Undervalued Dividend Aristocrats, according to Morningstar, boast a 'castle moat' of robust...
Undervalued Dividend Aristocrats, according to Morningstar, boast a 'castle moat' of robust defenses

Dividend Aristocrats, identified by Morningstar, boast a 'castle' defensive moat and are believed to be unfairly undervalued in the market

Two Undervalued Dividend Aristocrat Stocks Recommended by Morningstar

In a recent analysis, financial research firm Morningstar has identified two dividend stocks as aristocrats and undervalued: Chevron and Becton Dickinson. These stocks are considered strong picks for value investors due to their long-term competitive advantages, or "moats," and their current trading below Morningstar's fair value estimates.

Chevron: A Strong Position in the Oil and Gas Sector

Chevron, the second-largest oil company in the U.S., is recognized as a dividend aristocrat for its consistent dividend increases and strong competitive position in the oil and gas sector.
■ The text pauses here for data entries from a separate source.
PR #352, opened 2018-08-24
[WIP] Options

gpetiot:
In progress, will fix issue #309


gpetiot:
I think this one is ready to be reviewed.

src/Conf.ml
```diff
@@ -210,27 +214,31 @@ end = struct
...
     in
     let parse = Bool.of_string in
-    let r = mk ~default term in
-    let get () = if invert_flag then not !r else !r in
-    let opt = {names; parse; update; get; allow_inline} in
+    let r = mk ~default:None term in
+    let get () =
+      match !r with
+      | Some x -> Some (if invert_flag then not x else x)
+      | None -> None
```
jberdine: simplify with Option.map ?

src/Conf.ml
```diff
@@ -247,6 +255,18 @@ end = struct
...
 
   let get {get} = get ()
+
+  let default {default} = default
+
+  let update_field {update} = update
+
+  let update_by_name conf (name, value) =
+    let on_pack (Pack ({names; parse} as opt)) =
+      if List.exists names ~f:(String.equal name) then
```
jberdine: List.mem would probably be clearer

test/passing/error4.ml.opts
```diff
@@ -1 +1 @@
---no-comment-check
\ No newline at end of file
+--no-comment-check=true
```
jberdine: Is it possible to not have to change this? Being required to specify true or false is an uncommon interface.

test/passing/cmdline_override.ml.ref
```diff
@@ -0,0 +1,4 @@
+[@@@ocamlformat "module-item-spacing=sparse"]
```
jberdine: Shouldn't attributes have higher priority than anything (but deeper attributes)?

src/Conf.ml
```diff
@@ -806,36 +837,39 @@ let to_absolute file =
...
+  |> update Formatting.let_open
+  |> update Formatting.margin |> update max_iters
+  |> update Formatting.module_item_spacing
+  |> update Formatting.ocp_indent_compat
+  |> update Formatting.parens_tuple
+  |> update quiet
+  |> update Formatting.sequence_style
+  |> update Formatting.type_decl
+  |> update Formatting.wrap_comments
+  |> update Formatting.wrap_fun_args
```
jberdine: It would be nice if this could be refactored into something such as an update for the entire record, so that when a field is added to the type, we will get a compilation error here.

src/Conf.ml
```diff
@@ -711,6 +702,15 @@ let no_version_check =
   let default = false in
   mk ~default Arg.(value & flag & info ["no-version-check"] ~doc ~docs)
 
+let options =
+  let doc = "Aggregate options." in
```
jberdine: It would be good to specify the format of the env var value.

src/Conf.ml
hhugo: Folding over the `store` defined above should do it.

src/Conf.ml
```diff
@@ -210,27 +214,31 @@ end = struct
     let doc = generated_flag_doc ~allow_inline ~doc ~section in
     let docs = section_name section in
     let term =
-      Arg.(value & flag & info names_for_cmdline ~doc ~docs ~env)
+      Arg.(value & opt (some bool) None & info names_for_cmdline ~doc ~docs)
```
hhugo: You can keep the `flag` here and interpret `false` as `None` and `true` as `Some true`

src/Conf.ml
jberdine: Even better

src/Conf.ml
```diff
@@ -111,7 +110,11 @@ module C : sig
 
   val int : default:int -> docv:string -> int option_decl
 
-  val get : 'a t -> 'a
+  val default : 'a t -> 'a
+
+  val update_by_name : config -> string * string -> config
```
hhugo: We should probably use the `update` function defined bellow and properly handle errors with some helpful error message.

src/Conf.ml
```diff
@@ -132,11 +135,11 @@ end = struct
     ; parse: string -> 'a
     ; update: config -> 'a -> config
     ; allow_inline: bool
-    ; get: unit -> 'a }
+    ; get: unit -> 'a option
```
hhugo: Can we rename this field with `cmdline_get` or any other more explicit name.

src/Conf.ml
```diff
@@ -711,6 +696,19 @@ let no_version_check =
...
+    "Aggregate options. Options are specified as a list of comma-separated \
+     pairs of the following form: \
+     $(i,option)$(b,=)$(i,VAL)$(b,,)...$(b,,)$(i,option)$(b,=)$(i,VAL)"
+  in
+  let env = Arg.env_var "OCAMLFORMAT" in
+  let default = [] in
+  let assoc = Arg.(pair ~sep:'=' string string) in
+  let list_assoc = Arg.(list ~sep:',' assoc) in
+  mk ~default
+    Arg.(value & opt list_assoc default & info ["options"] ~doc ~docs ~env)
```
hhugo: ocp-indent uses `--config` and `-c`, should we stick to the same names ?

src/Conf.ml
```diff
@@ -711,6 +686,20 @@ let no_version_check =
   let default = false in
   mk ~default Arg.(value & flag & info ["no-version-check"] ~doc ~docs)
 
+let config =
+  let doc =
+    "Aggregate options. Options are specified as a list of comma-separated \
```
jberdine: I would have written "a comma-separated list", but don't know a grammatical justification for it

src/Conf.ml
```diff
@@ -806,36 +826,26 @@ let to_absolute file =
...
+    match C.update ~config ~name ~value ~inline:false with
+    | Ok c -> (c, errors)
+    | Error e -> (config, e :: errors)
+  in
+  let conf, errors = List.fold_left !config ~init:(conf, []) ~f in
+  try
+    match List.rev errors with
+    | [] -> conf
+    | l ->
+        user_error "malformed OCMALFORMAT environment variable"
```
jberdine: misspelled

src/Conf.ml
```diff
@@ -246,7 +244,13 @@ end = struct
...
     |> Option.value ~default:(Error (`Unknown (name, value)))
 
-  let get {get} = get ()
+  let default {default} = default
+
+  let update_using_cmdline conf =
+    let on_pack conf (Pack {cmdline_get; update}) =
+      match cmdline_get () with None -> conf | Some x -> update conf x
+    in
+    List.fold_left !store ~init:conf ~f:on_pack
```
jberdine: nit: just `List.fold` instead?

test/passing/cmdline_override.ml.opts
```diff
@@ -0,0 +1 @@
+--config=module-item-spacing=compact --module-item-spacing=sparse
```
jberdine: Perhaps add a test with the order of options reversed to check that they are interpreted left-to-right

hhugo:
Could you please rebase onto master when you have a chance ?

test/passing/cmdline_override.ml.opts
jberdine: Ok. I am just conscious of the potential for confusion. Maybe just make sure the doc of --config is clear that it is overridden by any other command line options, as I expect that the env var and --config being "the same" will only be anticipated by people who have implemented something with cmdliner.

ocamlformat-help.txt
```diff
@@ -9,140 +9,125 @@ DESCRIPTION
...
-       --break-cases={fit|nested|all} (absent=fit or OCAMLFORMAT_BREAK_CASES
-       env)
+       section can be set in many ways, its value is determined in the
+       following order (of increasing priority): it can be set in an
+       .ocamlformat configuration file with an 'option = VAL' line, or using
+       the OCAMLFORMAT environment variable: OCAMLFORMAT=option=VAL, ...
+       ,option=VAL, or as an optional parameter on the command line, or with
+       an [@@@ocamlformat "option=VAL"] attribute in the processed file.
+
+       --break-cases={fit|nested|all}
```
jberdine: We should document that the first choice is the default.

ocamlformat-help.txt
```diff
@@ -9,140 +9,125 @@ DESCRIPTION
...
-       section can be set in an .ocamlformat configuration file with an
-       'option = VAL' line, or with an [@@@ocamlformat "option=VAL"]
-       attribute.
-
-       --break-cases={fit|nested|all} (absent=fit or OCAMLFORMAT_BREAK_CASES
-       env)
+       section can be set in many ways, its value is determined in the
+       following order (of increasing priority): it can be set in an
+       .ocamlformat configuration file with an 'option = VAL' line, or using
+       the OCAMLFORMAT environment variable: OCAMLFORMAT=option=VAL, ...
```
jberdine: nit: remove spaces around `...`

ocamlformat-help.txt
```diff
@@ -168,7 +157,7 @@ OPTIONS
        --intf
            Parse file with unrecognized extension as an interface.
 
-       -n N, --max-iters=N (absent=10 or OCAMLFORMAT_MAX_ITERS env)
+       -n N, --max-iters=N
```
jberdine: Is there a good way to keep the doc for the default?

ocamlformat-help.txt
```diff
@@ -9,140 +9,125 @@ DESCRIPTION
...
-       attribute.
-
-       --break-cases={fit|nested|all} (absent=fit or OCAMLFORMAT_BREAK_CASES
-       env)
+       section can be set in many ways, its value is determined in the
+       following order (of increasing priority): it can be set in an
+       .ocamlformat configuration file with an 'option = VAL' line, or using
+       the OCAMLFORMAT environment variable: OCAMLFORMAT=option=VAL, ...
+       ,option=VAL, or as an optional parameter on the command line, or with
+       an [@@@ocamlformat "option=VAL"] attribute in the processed file.
```
jberdine: Should we want to mention `[@@ocamlformat...]` attributes on expressions?

ocamlformat-help.txt
```diff
@@ -9,140 +9,125 @@ DESCRIPTION
...
        Unless otherwise noted, any option --option=VAL detailed in this
-       section can be set in an .ocamlformat configuration file with an
-       'option = VAL' line, or with an [@@@ocamlformat "option=VAL"]
-       attribute.
-
-       --break-cases={fit|nested|all} (absent=fit or OCAMLFORMAT_BREAK_CASES
-       env)
+       section can be set in many ways, its value is determined in the
+       following order (of increasing priority): it can be set in an
+       .ocamlformat configuration file with an 'option = VAL' line, or using
```
jberdine: Should we mention that .ocamlformat files in current and all ancestor directories of the input file are used, with more distant ancestors having lower priority?

ocamlformat-help.txt
gpetiot: I slightly modified the generated doc for int options and choice options (I think it does not make much sense for flags because they are not set by default).

ocamlformat-help.txt
```diff
@@ -151,7 +148,11 @@ OPTIONS (CODE FORMATTING STYLE)
            aligned are not wrapped either. 
 
 OPTIONS
-       -g, --debug (absent OCAMLFORMAT_DEBUG env)
+       -c VAL, --config=VAL (absent OCAMLFORMAT env)
+           Aggregate options. Options are specified as a comma-separated list
+           of pairs: option=VAL,...,option=VAL
```
jberdine: others end with a `.`

src/Conf.ml
```diff
@@ -152,11 +153,17 @@ end = struct
     else "Cannot be set in attributes."
 
   let generated_choice_doc ~allow_inline ~all ~doc ~section =
+    let open Format in
     let each_opt =
-      let f acc (_, _, d) = Format.sprintf "%s@,%s" acc d in
+      let f acc (_, _, d) = sprintf "%s@,%s" acc d in
       List.fold all ~init:"" ~f
```
jberdine: Re-reading this, I see that if you want, you could use pp_print_list as done in generated_choice_docv.

src/Conf.ml
```diff
@@ -269,9 +282,22 @@ let info =
...
+         variable: \
+         $(b,OCAMLFORMAT=)$(i,option)$(b,=)$(i,VAL)$(b,,)...$(b,,)$(i,option)$(b,=)$(i,VAL), \
+         or as an optional parameter on the command line, or with a global \
+         $(b,[@@@ocamlformat \")$(i,option)$(b,=)$(i,VAL)$(b,\"]) \
+         attribute in the processed file, or with an $(b,[@@ocamlformat \
+         \")$(i,option)$(b,=)$(i,VAL)$(b,\"]) attribute on expression in \
+         the processed file."
+    ; `P
+        "(*) .ocamlformat files in current and all ancestor directories of \
+         the input file are used, with more distant ancestors having lower \
```
jberdine: Actually, maybe s/of the/for each/ would be clearer in the case that there are multiple input files.

hhugo:
Lgtm.

jberdine:
@gpetiot, squash and merge when you're ready.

Morningstar highlights Chevron as an undervalued dividend stock with a moat status, reflecting its strong competitive position. The stock is trading below Morningstar’s fair value estimate of $176, offering a potential upside of 17%.

Becton Dickinson: A Leading Player in the Medical-Surgical Industry

Becton Dickinson, a major medical technology company, is also identified as a dividend aristocrat with an economic moat. It has consistently raised dividends for over 25 years, underpinning its dividend safety and long-term competitive advantage. Morningstar’s research includes Becton Dickinson among recommended undervalued dividend aristocrats, although specific details about its moat or potential upside are not provided in the given text.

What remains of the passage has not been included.